Nothing is born, Nothing dies

⏱️ Estimated reading time: 5 min

MY DOOR CIRUEL,
If I didn't come back,
spring always
will return. You, It blooms.

Japanese Anonymous

Nothing is born, Nothing dies.
Nothing to hold on to, nothing to let go.
Samsara is nirvana.
There is nothing to reach.

Thich Nhat Hanh1

The deepest fear that resides in our hearts is none other than that of ceasing to be. We fear disappearing, the dissolution, nothing. In our cultural environment we think that our existence begins with birth and ends with death, as if we came from nothing and returned to nothing. Faced with this vision of reality, we cling to cultural beliefs: some promise eternal life in the afterlife, Others assure that after death there is nothing left. But suffering does not arise so much from what there is or what there is not after death., but of our ideas about what it means to exist.

The Buddha, questioned during his life about these two extreme positions—eternalism and nihilism—, responded with silence. His teaching is not based on a belief, but in a direct experience: neither birth nor death are absolute realities, but useful concepts, mental constructs that help us orient ourselves, but they catch us when we confuse them with the truth. This vision, so profoundly counterintuitive from a Western perspective, finds, however, a natural echo in the heart of Japanese culture. in it, life and death do not confront each other, but they hug each other. For the East, death is not the opposite of life, but one of its expressions. The Japanese—traditionally speaking—does not think of death as a leap toward the opposite., but as a transformation within the same vital flow. Just as a leaf is not separate from the tree, we are not separate from the life that shapes us.

From this understanding, death is not annihilation, but a mutation within the living totality. The leaf falls in autumn, but the tree continues; and in the fall of the leaf the promise of the new shoot is already present. In the traditional Japanese view, the life of the individual is rooted in the greater life of nature, of the family, of the ancestors. There is no radical separation between the living and the dead.. The ancestral rites, family altars, The practice of offering food and presence to the deceased are everyday expressions of this continuity..
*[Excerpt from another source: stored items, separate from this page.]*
PR #1108, opened 2024-10-08
add functions to patch the _repr_html_ of pandas & polars dataframes

jeromedockes:
With 

```python
skrub.patch_display()
```

the default HTML representations of pandas & polars dataframes are replaced with TableReports

it can be undone with

```python
skrub.unpatch_display()
```

`patch_display` can be called before or after importing the libraries (it will import them if they are installed but not imported yet. as this is only useful for interactive work I don't think it is a problem)

still need to add tests & an example but first I would like opinions on whether we actually want something like this or not

TODO:
- [x] changelog
- [x] tests
- [ ] use in more examples?
- [x] mention in tablereport docstring
- [ ] the drawback is it is slower than the default displays. Limit the number of columns for which we create plots?

[Example](https://output.circle-artifacts.com/output/job/88bb3835-6978-4982-b198-bafef2e78783/artifacts/0/doc/auto_examples/00_getting_started.html#generating-an-interactive-report-for-a-dataframe)

### DIFF
--- a/CHANGES.rst
+++ b/CHANGES.rst
@@ -12,16 +12,19 @@ Ongoing development
 Skrub is a very recent package.
 It is currently undergoing fast development and backward compatibility is not ensured.
 
-Major changes
--------------
-
-Minor changes
--------------
+New features
+------------
 
 * The :func:`patch_display` function has been added. It changes the display of
   pandas and polars dataframes in jupyter notebooks to replace them with a
   :class:`TableReport`. This can be undone with :func:`unpatch_display`.
   :pr:`1108` by :user:`Jérôme Dockès <jeromedockes>`
+
+Major changes
+-------------
+
+Minor changes
+-------------
 
 * The column filter selection dropdown in the tablereport is smaller and its
   label has been removed to save space. :pr:`1107` by :user:`Jérôme Dockès
--- a/CHANGES.rst
+++ b/CHANGES.rst
@@ -18,6 +18,11 @@ Major changes
 Minor changes
 -------------
 
+* The :func:`patch_display` function has been added. It changes the display of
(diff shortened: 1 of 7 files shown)


skrub/_reporting/_patching.py
```diff
@@ -0,0 +1,83 @@
...
+    with a TableReport.
+
+    It can be undone with ``skrub.unpatch_display()``.
+
+    Parameters
+    ----------
+    pandas : bool, optional (default=True)
+        If False, do not override the displays for pandas dataframes.
+    polars : bool, optional (default=True)
+        If False, do not override the displays for polars dataframes.
```
GaelVaroquaux, line 65: Can you add a "See also" to the TableReport (and reference this function as a see also in the docstring of the TableReport)

skrub/_reporting/_patching.py
```diff
@@ -0,0 +1,83 @@
...
+    This function restores the default HTML displays of pandas and polars
+    DataFrames.
+
+    Parameters
+    ----------
+    pandas : bool, optional (default=True)
+        If False, do not restore the displays for pandas dataframes.
+    polars : bool, optional (default=True)
+        If False, do not restore the displays for polars dataframes.
+    """
```
GaelVaroquaux, line 82: See also, also :)

jeromedockes:
ok this one is ready for review :)

CHANGES.rst
```diff
@@ -18,6 +18,11 @@ Major changes
 Minor changes
 -------------
 
+* The :func:`patch_display` function has been added. It changes the display of
```
GaelVaroquaux, line 21: I think that this entry should not be under "minor change". Maybe a section "new features"?

GaelVaroquaux (approved):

In the Soto Zen, This continuity is perceived from the experience of zazen: When sitting, We are not just this individual body., this mind with its thoughts. We are a temporary manifestation of the unlimited. In the words of Dogen, “To study the way is to study oneself.”; Studying yourself is forgetting yourself; “To forget oneself is to be one with all existences.”. Death does not end this presence, a concrete form simply ceases.

Y, however, sadness at loss does not disappear. In Japan, like anywhere, the disease is suffered, old age and death. You cry for your loved one. But what changes is the perspective: sadness is not born from an absolute cut, but of a painful transformation within a continuum. You cry from love, not from abandonment.

Western culture is marked by a fear of death that is projected in transcendent constructions, in later paradises, in the need to ensure one's own existence beyond time. It is a production culture, of redemption, fighting against the passage of time. The Japanese, by contrast, has cultivated a deep acceptance of transformation. Does not seek to survive beyond, but to live authentically here, now, within the cycle that unites birth, life and death. The Zen monk learns to live without fear because he learns to die in every moment. The path is to let go of attachment to form, not in clinging to the idea of ​​eternity.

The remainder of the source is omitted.